7 Plug-and-play peristaltic micropump

Making use of the microvalve design, a peristaltic pumping scheme was achieved by consecutive integration and operation of three interconnected liquid chambers integrated on a substrate. The working principle of the micropump was based on the deflection of three TPU diaphragms actuated by three air entries on top of the diaphragms to generate a peristaltic-like effect for liquid pumping. The fabrication process was similar to microvalve fabrication as mentioned earlier.

In order to investigate the frequency response time of the micropump, the effect of two actuation frequencies of 3.3 and 5 Hz on pumping flow rate was investigated. An in-house-developed air pump with adjustable actuation frequency was used to actuate the diaphragms. Pumping flow rate decreased from 89 ± 6 to 65 ± 5 µl/min as the actuation frequency dropped from 5 to 3.3 Hz using 20 kPa air pressure for actuation. This decline in the flow rate can be associated with the longer residence time of the flow in the pumping chambers at lower frequency of actuation.
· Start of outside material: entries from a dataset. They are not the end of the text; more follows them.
PR #9062, opened 2024-04-15
RSE-864 Fix: Case sensitive in users when used LDAP OSS

### LINKED ISSUE #6733: Usernames are case sensitive
**Describe the bug**
Usernames in the Rundeck database are case sensitive. This creates issues when interacting with LDAPuser stores that are case insensitive - we can create multiple user records for the same actual user when that happens.

**My Rundeck detail**

* Rundeck version: All of them, current as of 3.3.7+
* install type: All
* OS Name/version: all
* DB Type/version: all

**To Reproduce**

Log into Rundeck through the Rundeck login screen with LDAP auth enabled.

Log out.

Log in with the same user, but capitalized differently.

Log out.

Rundeck creates two internal user records based on the different capitalized usernames.

Jesus-Osuna-M:
Related to:
https://pagerduty.atlassian.net/browse/RSE-961

Problem:
The username on rundeck is case sensitive while usernames un LDAP are case insensitive this difference generated duplicated users on the RDUSER table since.

Solution:
The use of the method getUserByLoginOrCreate was replaced by findOrCreateUser since both methods had the same logic.

A new feature flag was added to the config.properties

    rundeck.feature.caseInsensitiveUsername.enabled=true

By default, this flag will be false meaning that username on login will be case sensitive.

Fixes #6733


gschueler (changes requested):

rundeckapp/src/main/groovy/org/rundeck/app/data/providers/GormUserDataProvider.groovy
```diff
@@ -309,4 +312,41 @@ class GormUserDataProvider implements UserDataProvider {
     def getSessionIdRegisterMethod() {
         configurationService.getString(SESSION_ID_METHOD, 'hash')
     }
+
+    /**
+     Checks if login name case sensitivity is enabled.
+     @return {@code true} if login name case sensitivity is enabled, {@code false} otherwise.
+     */
+    def isLoginNameCaseSensitiveEnabled(){
+        return configurationService?.getBoolean(NAME_CASE_INSENSITIVE_ENABLED,false)
```
gschueler, line 321: the feature check should use the `featureService.featurePresent` instead of direct check with the configurationService

core/src/main/java/com/dtolabs/rundeck/core/config/RundeckConfigBase.java
```diff
@@ -437,6 +437,7 @@ public static class RundeckFeatureConfig {
         Enabled legacyUi = new Enabled();
         Enabled legacyXml = new Enabled();
         Enabled apiProjectConfigValidation = new Enabled();
+        Enabled caseInsensitiveUsername = new Enabled();
```
gschueler, line 440: Also, please add an entry in the `Features` class

gschueler (changes requested):

rundeckapp/src/main/groovy/org/rundeck/app/data/providers/GormUserDataProvider.groovy
```diff
@@ -21,19 +23,22 @@ import rundeck.User
 import rundeck.services.ConfigurationService
 import rundeck.services.FrameworkService
 import rundeck.services.data.UserDataService
+import rundeck.services.feature.FeatureService
```
gschueler, line 26: you can use `com.dtolabs.rundeck.core.config.FeatureService` interface instead

rundeckapp/src/test/groovy/org/rundeck/app/providers/GormUserDataProviderSpec.groovy
```diff
@@ -37,6 +39,30 @@ class GormUserDataProviderSpec extends RundeckHibernateSpec implements DataTest
...
+        when:
+        provider.findOrCreateUser(loginName.toUpperCase())
+
+        then:
+        User.findAll().size() == userCountSpec
+
+        where:
+        caseSensitiveParam << [true, false]
+        userCountSpec << [1, 2]
+        userDataSpec << ["loginName1", "LOGINNAME1"]
```
gschueler, line 63: not used in test
```suggestion
```

gschueler (approved):

PR #9092, opened 2024-04-30
RPL-7: add TZ to scheduled jobs in tests

ronaveva:
minor improvement to allow TZ specific when creating scheduled jobs


Jesus-Osuna-M (approved):
LGTM

PR #9105, opened 2024-05-06
RSE-961 Login counting multiple times in user classes

Jesus-Osuna-M:
Related to:

Problem:
After solving the issue where users were duplicated when authenticating with LDAP, an error was thrown on user/profile page when authenticating with AD.

Solution:
Evaluate case sensitiveness on the validateUserExists method, this change avoid an error 500 that was generated on the user/profile page. It was only generated when authenticating from AD 

Extra info on :
https://pagerduty.atlassian.net/browse/RSE-961

### DIFF
--- a/rundeckapp/src/test/groovy/org/rundeck/app/providers/GormUserDataProviderSpec.groovy
+++ b/rundeckapp/src/test/groovy/org/rundeck/app/providers/GormUserDataProviderSpec.groovy
@@ -289,16 +289,19 @@ class GormUserDataProviderSpec extends RundeckHibernateSpec implements DataTest 
     @Unroll
     def "Should validate user exists"() {
         given:
-        User savedUser = new User(login: "saved")
+        User savedUser = new User(login: login)
         savedUser.save()
+        provider.featureService = Mock(FeatureService){
+            1 * featurePresent(Features.CASE_INSENSITIVE_USERNAME) >> caseSensitive
+        }
         when:
-        Boolean userExists = provider.validateUserExists(login)
+        Boolean userExists = provider.validateUserExists(login.toUpperCase())
         then:
         userExists == expect
         where:
-        login   | expect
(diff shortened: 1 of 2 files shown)


rundeckapp/src/test/groovy/org/rundeck/app/providers/GormUserDataProviderSpec.groovy
```diff
@@ -289,16 +289,19 @@ class GormUserDataProviderSpec extends RundeckHibernateSpec implements DataTest
...
+        Boolean userExists = provider.validateUserExists(login.toUpperCase())
         then:
         userExists == expect
         where:
-        login   | expect
-        "login" | false
-        "saved" | true
+        login   | expect   | caseSensitive
+        "user1" | false    | false
+        "user2" | true     | true
```
gschueler, line 304: should also keep a case where validateUserExists parameter is a missing user name

gschueler (changes requested):

rundeckapp/src/test/groovy/org/rundeck/app/providers/GormUserDataProviderSpec.groovy
```diff
@@ -289,16 +289,24 @@ class GormUserDataProviderSpec extends RundeckHibernateSpec implements DataTest
...
         when:
-        Boolean userExists = provider.validateUserExists(login)
+        Boolean userExists = provider.validateUserExists(login.toUpperCase())
         then:
         userExists == expect
         where:
-        login   | expect
-        "login" | false
-        "saved" | true
+        login   | expect   | caseSensitive | persitUser
```
gschueler, line 304: nitpick: `caseSensitive` should be called `caseInsensitive` since the meaning of the feature flag has been inverted.

gschueler (approved):

PR #1169, opened 2024-11-06
Autocomplete and Pretty zeros

HB9HIL:
Disabled the browsers native autocomplete feature in the QSO and Contest Callsign input. This is pretty annoying and can result in wrong inputs. 

Aswell I found some callsign zeros which can be pretty Ø (for you @phl0  😄 )


phl0 (approved):
I like 🥰

PR #1175, opened 2024-11-08
Show DXCC as badge with status in the search results

HB9HIL:
image


int2001 (changes requested):
Searchbar is working, but at add QSO it throws an error:

image

phl0:
> Searchbar is working, but at add QSO it throws an error:

And here is the fix: https://github.com/HB9HIL/wavelog/pull/116.

phl0:
Other than that a nice idea. Tested ok with https://github.com/HB9HIL/wavelog/pull/116.

HB9HIL:
tnx for the fix @phl0 

missed the method above

int2001 (approved):
works

PR #1177, opened 2024-11-08
php-gd in Docker

HB9HIL:
for the Static Map #1098 we need php-gd also in docker


int2001 (approved):
tbh: i don't like the new dependency for the "mlocati"-extension.
GitHub builds as well as local.

but if it helps others to build it ....

PR #1178, opened 2024-11-08
Individual CAT URL

int2001:
Added the ability to set a different CAT-Callback-URL for the dxcluster for each radio.

telegram-cloud-photo-size-2-5292044692957032404-y

Old behaviour: Click on a Call at Bandmap-list, and the browser requested a QSY via http://127.0.0.1:54321/QRG to WaveLogGate

New behaviour: 
- One can set individual URLs for each radio. So it is - e.g. - possible to run WavelogGate (or other tools) on different machines than the Browser. 
- A click on a Call at Bandmap-list, and the browser requested a QSY via the configured URL (at HW-Interfaces) to WaveLogGate.
- The default-URL is set to http://127.0.0.1:54321 to ensure all standard-installations are still running

### DIFF
--- a/application/config/migration.php
+++ b/application/config/migration.php
@@ -22,7 +22,7 @@ $config['migration_enabled'] = TRUE;
 |
 */
 
-$config['migration_version'] = 225;
+$config['migration_version'] = 226;
 
 /*
 |--------------------------------------------------------------------------
--- a/application/controllers/Radio.php
+++ b/application/controllers/Radio.php
@@ -116,10 +116,10 @@ class Radio extends CI_Controller {
 	}
 
 	public function saveCatUrl() {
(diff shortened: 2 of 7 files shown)


HB9HIL (approved):

phl0 (commented):
This breaks compatibility with MySQL Servers: 

image

We could either remove the default value or change to VARCHAR(255).

gen-intel:
FYI I just got this Individual CAT URL working with node-red and a FlexRadio. 
One thing is almost certain, you need to use HTTPS. 
Most browsers (as configured today) did not like fetching with HTTP to anything except 127.0.0.1.
Hope to see Individual CAT URL in the master soon.

int2001:
yep. that's indeed a browser-problem. CORS is very complicated here.

PR #1182, opened 2024-11-10
Static Map - Some improvements

HB9HIL:
Some smaller bugfixes and improvements. 

- fixed a special case in wrapping (if the path/marker crosses the 180° longitude)
- need much less memory yet
- fixed a bug in URL options


int2001 (approved):
tested only for performance and function: Works much faster. Good improvement

PR #1187, opened 2024-11-11
Cache clearing for Static Maps - Bugfix

HB9HIL:
fixed the multiple cache clearing and found a bug in simplefle which I fixed directly aswell

the cache clearing is now called in `import_bulk()` instead the `import()` function (now only once)


phl0 (approved):
Cache clearing working fine on my end.

PR #1190, opened 2024-11-12
[QSO] Bug in Start Timer

HB9HIL:
Fixed a bug in the start timer. 

if you clicked "Reset Start Time" during a QSO, the start timer was not reset to the current time. This PR fixes that.


int2001 (approved):
yeah. nice finding

PR #1193, opened 2024-11-12
Omit various fields for dynamic callsigns (/P, /M, /MM, ...)

HB9HIL:
In #543  we added the omitation, that values for QTH, Locator and so on aren't returned from callbook if a dynamic callsign is logged 

This worked well for QRZ.com and HamQTH but was never implemented for returns of the database. This PR fixes that.

### DIFF
--- a/application/controllers/Logbook.php
+++ b/application/controllers/Logbook.php
@@ -165,7 +165,7 @@ class Logbook extends CI_Controller {
 			}
 		}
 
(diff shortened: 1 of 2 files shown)


int2001 (approved):
tested. works.

- takes cached when fixed and worked b4
- takes qrz/hamqth when fixed and not worked b4
- takes only name when portable/mobile

PR #1195, opened 2024-11-12
QSO - More efficient DXCC Summary

HB9HIL:
The DXCC summary now only shows worked/confirmed modes and shows a red frame around the current mode/band


int2001 (approved):
like it. works

PR #1196, opened 2024-11-12
Enhanced QRG Input

HB9HIL:
# Enhanced QRG Input

Using always **Hertz** as QRG unit is not just annoying, but also not really user friendly. Therefore we should allow to use more user-friendly units to set/display the frequency. A first step was done in #544 and #784 but the QRG input itself was missing. This now changed. Base issue is #165 

image

## Usage

There are now several ways to enter a frequency. A user is free to choose which one is prefered.

### Same QRG Unit
If the QRG unit is `kHz` and the user wants to use `kHz` he can simply type in the frequency and hit enter
ezgif-7-700f45041d

#### Change by input
If a user want to change the QRG quickly and wants to use a different QRG unit he can simply type that unit after the frequency. Wavelog will recognize that and change the unit accordingly.
ezgif-7-48dcc44282

#### Change by click
If the user rather want to use the mouse to change the QRG unit he can simply click on the unit in the frequency input
ezgif-7-144f6b4c57

## Technical

The QRG units are already stored in the session data (server side). The new code now stores the QRG units additionally in the localStorage (browser side, only in QSO and Contesting view) to avoid slow ajax calls and make the whole logic faster. The localStorage gets cleared when reloading the page. If a user want to use a different QRG Unit then already set then he can change the unit per band in the 'Bands' menu (User -> Bands). 

## Progress

- [x] Show QRG unit based on user options in the QSO logging
- [x] Make the QRG input dynamic
- [x] Add ability to change unit by clicking on the button
- [x] Use localStorage to avoid ajax calls (to get the user options)
- [x] Port everything to contesting

## Note about SimpleFLE

SimpelFLE is based on FLE by DF3CB which always uses **MHz**. To stay close to the original FLE syntax we use MHz here aswell.


int2001 (approved):
works.
tested:
- LiveQSO with CAT
- LiveQSO without CAT
- PostQSO
- Contesting with CAT
- Contesting without CAT
- DXCluster / Spot-Click

## Important:
since this one affects the core of logging, id appreciate another approve besides mine. Maybe i've overseen something

int2001:
Checked again. Now SAT is working too

AndreasK79 (approved):

AndreasK79:
Nice addition. Tested and clicked around. Logged a few QSOs. Seems ok to me.

PR #1198, opened 2024-11-12
Cabrillo Fix

HB9HIL:
There was an bug in the modes of cabrillo exports.

Additionally we had no possibility to include the gridsquares in the cabrillo file. Since Wavelog does not know that the grid was chosen as exchange type (we do not store this yet...), I had to add a little option in the export form. (Default: No)

image

 This affects for example the DARC FT4 contest.
 
 The sequence is 
 
 `QSO: [QRG in kHz]  [MODE*]   [DATE]   [TIME]  [MY_CALL]  [RSTs]  [SERIAL]  [GRID]  [EXCH]  [RSTr]  [SERIAL]  [GRID]  [EXCH] `
 
 Serial, Grid and Exchange: Each if not null / empty  and grid if option is true
 
 *Modes based on the official cabrillo documentation: https://wwrof.org/cabrillo/cabrillo-qso-data/


HB9HIL:
@dg9vh confirmed that this is the correct cabrillo syntax

int2001 (approved):
works.

PR #1204, opened 2024-11-13
Order same time QSOs by PK desc

phl0:
For QSOs added with same time (e.g. SAT passes) there is a difference in sort order for those QSOs. Dashboard shows the correct order, i.e. same QSO sorted by PK desc:

Screenshot 2024-11-13 172723

The logbook overview however reverses these QSOs

Screenshot 2024-11-13 172740

We should add a secondary sorting criteria to take PK into account also (supposed that SAT QSOs are logged in a timely order, i.e. increasing PK).


phl0:
Seems it is handled differently on different databases. Need to investigate a little more.

PR #1360, opened 2024-12-19
Adding ability to check LoTW-Credentials

int2001:
Added REST-Service which checks the validity of the user-provided LoTW-Credentials.

Goal:
Implement Check-Button like for QRZ as well for lotw at user-settings

### DIFF
--- a/application/controllers/Lotw.php
+++ b/application/controllers/Lotw.php
@@ -754,7 +754,6 @@ class Lotw extends CI_Controller {
 		$lotw_url .= "login=" . $data['user_lotw_name'];
 		$lotw_url .= "&password=" . $data['user_lotw_password'];
 
-		log_message("Error",$lotw_url);
 		$ch = curl_init();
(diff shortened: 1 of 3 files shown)


application/controllers/Lotw.php
```diff
@@ -723,6 +723,88 @@ function lotw_download($sync_user_id = null) {
...
+			exit();
+		}
+		$ret=[];
+		$ret['status']='';
+
+
+		$raw = file_get_contents("php://input");
+		try {
+			$obj = json_decode($raw,true);
+		} catch (e) {
```
HB9HIL, line 740: This will probably not work as expected as `e` is not defined. Should be defined as Exception event


```suggestion
		} catch (Exception $e) {
```

int2001: Done too much JS the last time. Tnx

phl0 (approved):
Works for me (corrected some wording and translation).

phl0 (approved):

PR #1361, opened 2024-12-19
Filter on valid continents only

AndreasK79:
Only show statistics results from valid continents in the database.

#fenceseverywhere


phl0 (approved):
Works fine.

PR #1363, opened 2024-12-19
Improve import regarding the QSLMSG

HB9HIL:
We need to reduce the amount of querys in the import function due the changes of adif 3.1.5


AndreasK79 (approved):

AndreasK79:
Always nice to get rid of one query for each qso import :)

PR #1367, opened 2024-12-21
Fixes "sticking" Mail

int2001:
Fixes Bug with Mails as mentioned in https://github.com/wavelog/wavelog/discussions/1366

was introduced in #1248


HB9HIL (approved):
fix confirmed

PR #1369, opened 2024-12-23
WAE award

AndreasK79:
This PR adds the WAE award to Wavelog.

I am drafting it, since we do not have a way of setting region (needed for WAE countries) in the GUI.


phl0 (approved):
Tested and works fine (with my latest commit) :)

int2001 (approved):
checked - works

PR #1370, opened 2024-12-23
[Advanced Logbook] Added region to columns

AndreasK79:
Added column region.
Added batch edit for region.


phl0 (approved):
Works (now). Nice addition :)

PR #1374, opened 2024-12-23
[Logbook Advanced] Added a dropdown for region edit

AndreasK79:
Turns out we can use a dropdown for region:
image


phl0 (approved):
Works a treat :)

PR #1378, opened 2024-12-24
CAT radio timeout alert fix

filipmelik:
Due to typo(?) in the /radio API response, the timeout alert was never displayed, as the JS code rely on `updated_minutes_ago` key instead of `update_minutes_ago`

Before fix:
Screenshot 2024-12-23 at 20 57 42

After the fix:
Screenshot 2024-12-23 at 20 52 35

### DIFF
--- a/application/controllers/Radio.php
+++ b/application/controllers/Radio.php
@@ -238,7 +238,7 @@ class Radio extends CI_Controller {
 					if (isset($cat_url) && ($cat_url != null)) {
 						$a_ret['cat_url'] = $cat_url;
 					}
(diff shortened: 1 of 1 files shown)


phl0 (approved):
Nice find. The bug has been sitting there since Nov 2023. Introduced in https://github.com/wavelog/wavelog/commit/cce52c126c3f48f0821d39aaae477a0e41b848eb#diff-6bba3d2684c123fdf4da934ef6db36eba2115144a67de6558034dacdec9c9bc9R170.

PR #1379, opened 2024-12-24
Fix cat radio UI

filipmelik:
In case only some of the optional/complementary CAT information was displayed in the CAT alert, it might end up in extra spaces, because the JS code relied on fact, that all the previous properties will also be filled. This should fix the extra space and clean up the code little bit.

Before:
 
Screenshot 2024-12-23 at 20 57 42

After:

Screenshot 2024-12-24 at 8 27 46


phl0 (approved):
Tested and works. Tnx for the fix.

PR #1380, opened 2024-12-25
Fixes bug at JS when trying to log call with multiple zeros

int2001:
B4:
Try to log OZ400POST - won't work / won't lookup

after this patch:
Works again.


phl0 (approved):
Works as designed 😊👍
Tnx for fixing my mistakes 😬

Issue #1384, opened 2024-12-26
Post Bluesky Tweets, Like Mastodon


ethancedwards8:
**What Feature is Missing?**
The ability to tweet on Bluesky about QSOs, just like the current Mastodon functionality.

**Why is This Feature Important?**
It can bring more exposure to wavelog and amateur radio. 

**Is This Feature Personal or Beneficial to Others as Well?**
It would benefit me as I mainly use Bluesky, but I think it would help others.

**Implementation** 
I don't think it would be too challenging to implement. Will look into it in the coming days.
https://github.com/wavelog/wavelog/blob/c0fd01e0010fd63fde9efd4efd341df34e11fba1/application/views/view_log/qso.php

PR #1385, opened 2024-12-26
views: log: qso: add post to bluesky button

ethancedwards8:
Added post to Bluesky button, hopefully encrouaging more people to use wavelog. SVG is used because the Unicode Character used by font-awesome does not render on most modern browsers for some reason. SVG works pretty universally.

Fixes: https://github.com/wavelog/wavelog/issues/1384


HB9HIL:
Hello @ethancedwards8 

reason why the bluesky icon of fontawesome is not rendered ist because Wavelog uses still fontawesome version 5 at the moment. Bluesky is not implemented in V5. (we did not upgrade to v6 yet because this would change a lot of icons)

so it's fine to use the SVG 👍

HB9HIL (approved):

HB9HIL:
@ethancedwards8 

Thanks for your contribution and welcome to Wavelog :)

PR #871, opened 2024-06-24
sol1

IvanVahanov:


main.py
```diff
@@ -1,10 +1,48 @@
...
+                }
+            )
+
+        if guild_data:
+            guild, created = Guild.objects.get_or_create(
+                name=guild_data["name"],
+                defaults={"description": guild_data["description"]}
+            )
+        else:
+            guild = None
```
DevSpaciX, line 35: You can create this viriable at the start and do not use else block .

DevSpaciX (changes requested):

PR #872, opened 2024-06-24
'Solution'

Irina17191:


db/models.py
```diff
@@ -1 +1,38 @@
...
+    name = models.CharField(max_length=255, unique=True)
+    description = models.TextField(blank=True)
+
+    def __str__(self) -> str:
+        return self.name
+
+
+class Skill(models.Model):
+    name = models.CharField(max_length=255, unique=True)
+    bonus = models.CharField(max_length=255, unique=True)
```
DevSpaciX, line 14: Why did you make bonus unique ?
In task only name was required

main.py
```diff
@@ -1,10 +1,58 @@
...
+        guild_data = player_data.get("guild")
+        if guild_data:
+            guild_name = guild_data.get("name", "")
+            guild_description = guild_data.get("description", None)
+            guild, _ = Guild.objects.get_or_create(
+                name=guild_name,
+                defaults={"description": guild_description}
+            )
+        else:
+            guild = None
```
DevSpaciX, line 30: You can create this viriable at the start and do not use else block .

DevSpaciX (changes requested):

main.py
```diff
@@ -1,10 +1,58 @@
...
+        player, _ = Player.objects.get_or_create(
+            nickname=nickname,
+            email=email,
+            bio=bio,
+            race=race,
+            guild=guild
+        )
+
+        print(f"Created player: {player.nickname}")
+
```
DevSpaciX, line 51: Remove this print too : )

DevSpaciX (changes requested):

DevSpaciX (approved):

PR #883, opened 2024-07-04
Solution

IraMladanovych02:


main.py
```diff
@@ -1,10 +1,54 @@
...
+    with open("players.json", "r") as file:
+        players_data = json.load(file)
+
+    for player_name, player_data in players_data.items():
+        print(player_data)
+
+        race_name = player_data["race"]["name"]
+        race_description = player_data["race"].get("description", " ")
+
+        race, created = Race.objects.get_or_create(
```
Dimosphen1, line 17: Since you do not use `created`, you could omit it here and in the other places
```suggestion
        race, _ = Race.objects.get_or_create(
```

main.py
```diff
@@ -1,10 +1,54 @@
...
+            name=race_name,
+            defaults={"description": race_description}
+        )
+
+        for skill_data in player_data["race"].get("skills", []):
+            skill_name = skill_data["name"]
+            skill_bonus = skill_data["bonus"]
```
Dimosphen1, line 24: There is no need to create these variables, pass data directly to `get_or_create` here and in the other places

Dimosphen1 (changes requested):
Several changes were requested. Make sure that all tests pass (you may need to include migration for that)

main.py
```diff
@@ -1,10 +1,50 @@
...
+        guild = None
+        if guild_data:
+            guild_name = guild_data["name"]
+            guild_description = guild_data.get("description")
+            guild, created = Guild.objects.get_or_create(
+                name=guild_name,
+                defaults={"description": guild_description}
+            )
+
+        Player.objects.get_or_create(
```
vsmutok, line 38: if you don't need to check the object and whether it was created, then it's better to just use "create" in this case

vsmutok (changes requested):

vsmutok (approved):
Great!

PR #886, opened 2024-07-06
implement py-game-models

HalynaRohatska:


main.py
```diff
@@ -2,9 +2,49 @@
 
 from db.models import Race, Skill, Player, Guild
 
+import json
```
oliasymak24, line 5: Change the order of your imports according to `pep8`. Here `json` should be first.

main.py
```diff
@@ -2,9 +2,49 @@
...
+                description=data_guild["description"]
+            )
+
+        Player.objects.get_or_create(
+            nickname=key,
+            email=value["email"],
+            bio=value["bio"],
+            race=get_race,
+            guild=get_guild
+        )
```
oliasymak24, line 47: For better readability suggest split to smaller functions

main.py
```diff
@@ -2,9 +2,49 @@
...
+        data = json.load(file)
+    return data
+
 
 def main() -> None:
-    pass
+    path_to_file = "players.json"
+    data_players = load_players(path_to_file)
+
+    for key, value in data_players.items():
```
oliasymak24, line 18: Better to use more descreptive names of variable, check what it is key and value in yout json file and change it)

oliasymak24 (changes requested):

oliasymak24 (approved):

PR #889, opened 2024-07-10
+

AndriZhok:


main.py
```diff
@@ -1,10 +1,41 @@
...
+                )
+
+            guild_info = player_info["guild"]
+            guild = None
+            if guild_info:
+                guild, _ = Guild.objects.get_or_create(
+                    name=guild_info["name"],
+                    description=guild_info["description"]
+                )
+            Player.objects.get_or_create(
```
vsmutok, line 32: it's better to just use `create` here if you don't need to get the result

vsmutok (changes requested):

main.py
```diff
@@ -1,10 +1,41 @@
 import init_django_orm  # noqa: F401
-
+import json
 from db.models import Race, Skill, Player, Guild
 
 
 def main() -> None:
-    pass
+    with open("players.json") as file:
+        players = json.load(file)
```
Dimosphen1, line 8: Do not overload a context manager as mentioned in the task description

db/models.py
```diff
@@ -1 +1,30 @@
...
+class Guild(models.Model):
+    name = models.CharField(max_length=255, unique=True)
+    description = models.TextField(null=True)
+
+
+class Player(models.Model):
+    nickname = models.CharField(max_length=255, unique=True)
+    email = models.EmailField(max_length=255)
+    bio = models.CharField(max_length=255)
+    race = models.ForeignKey(Race, on_delete=models.CASCADE)
```
Dimosphen1, line 24: Add `related_name` to FK (`ForeignKey`) fields

Dimosphen1 (changes requested):

db/models.py
```diff
@@ -1 +1,34 @@
...
+
+
+class Player(models.Model):
+    nickname = models.CharField(max_length=255, unique=True)
+    email = models.EmailField(max_length=255)
+    bio = models.CharField(max_length=255)
+    race = models.ForeignKey(
+        Race,
+        on_delete=models.CASCADE,
+        related_name="rase"
```
Dimosphen1, line 27: Related name is not correct, you should define how you would retrieve players from `Race` instance. `players` would be an appropriate name here and for `guild` field as well

db/migrations/0002_alter_player_race.py
Dimosphen1, line 1: It is a good practice to include one migration per app per PR in Django projects since it helps to avoid `migrations` folder overload in the future. Represent all changes done to models in one migration file per app per PR, please

Dimosphen1 (changes requested):

main.py
```diff
@@ -1,10 +1,41 @@
...
+            )
+
+        guild_info = player_info["guild"]
+        guild = None
+        if guild_info:
+            guild, _ = Guild.objects.get_or_create(
+                name=guild_info["name"],
+                description=guild_info["description"]
+            )
+        Player.objects.get_or_create(
```
pavlopro, line 32: it's better to just use create here if you don't need to get the result

pavlopro (changes requested):

pavlopro (approved):
Good Job!

pavlopro (approved):
Good Job!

Also, the impact of downstream pressure at the discharge port on the overall pumping rate was investigated. The test setup had one liquid column at the suction port and one liquid column at the discharge port. By changing the difference between the heights of the two liquid columns, the pressure at the discharge port was controlled. In order to measure the flow rate, the liquid pumped to the discharge column was collected by a 1-ml syringe from the highest point of the discharge column in a given time. As the downstream pressure at the discharge port was increased from 12 to 42 mm, pumping flow rate was decreased from 82 to 55 µl/min, Fig. 7d.

Fig. 7
figure 7

a Schematic of cross-sectional view of the micropump comprised of three interconnected liquid chambers integrated on a single substrate. b The bottom view of a fabricated micropump integrated on a test chip using Kapton tape. c Pumping flow rate versus pressure difference between suction and discharge ports of the micropump, frequency of diaphragm actuation was 5 Hz with an actuation air pressure of 20 kPa

8 Conclusions

This paper reported the fabrication and characterization of an air-actuated normally open microvalve and a micropump made of thermoplastics. Microvalves could withstand liquid pressures of up to 600 kPa with no burst failure. Also, leakage-free operation at liquid pressures lower than the air pressure was realized. Characterization results proved that the microvalve can be used for controlling both liquid flows and electrical fields. No particular surface treatment was used for bonding process. The plug-and-play microvalves and micropumps can be easily sterilized and autoclaved for cell-based microfluidic devices and microfluidic organ-on-chip platforms. Multiple valves can be integrated into one microfluidic device and provide complex flow manipulation functions. Fabricated microvalves with the embedded chip-to-world connectors are simple to operate. Such design features make them as off-the-shelf functional elements with easy integration onto thermoplastic microfluidic chips. Exploited materials and the proposed fabrication process are appropriate for mass production of microfluidic components and circuitries using thermoforming process, particularly injection molding method. In addition, other thermoplastic materials including COC and PC with respective T g of 80 and 148 °C (Gärtner 2008) can be explored for bonding to TPU film to make the proposed functional elements.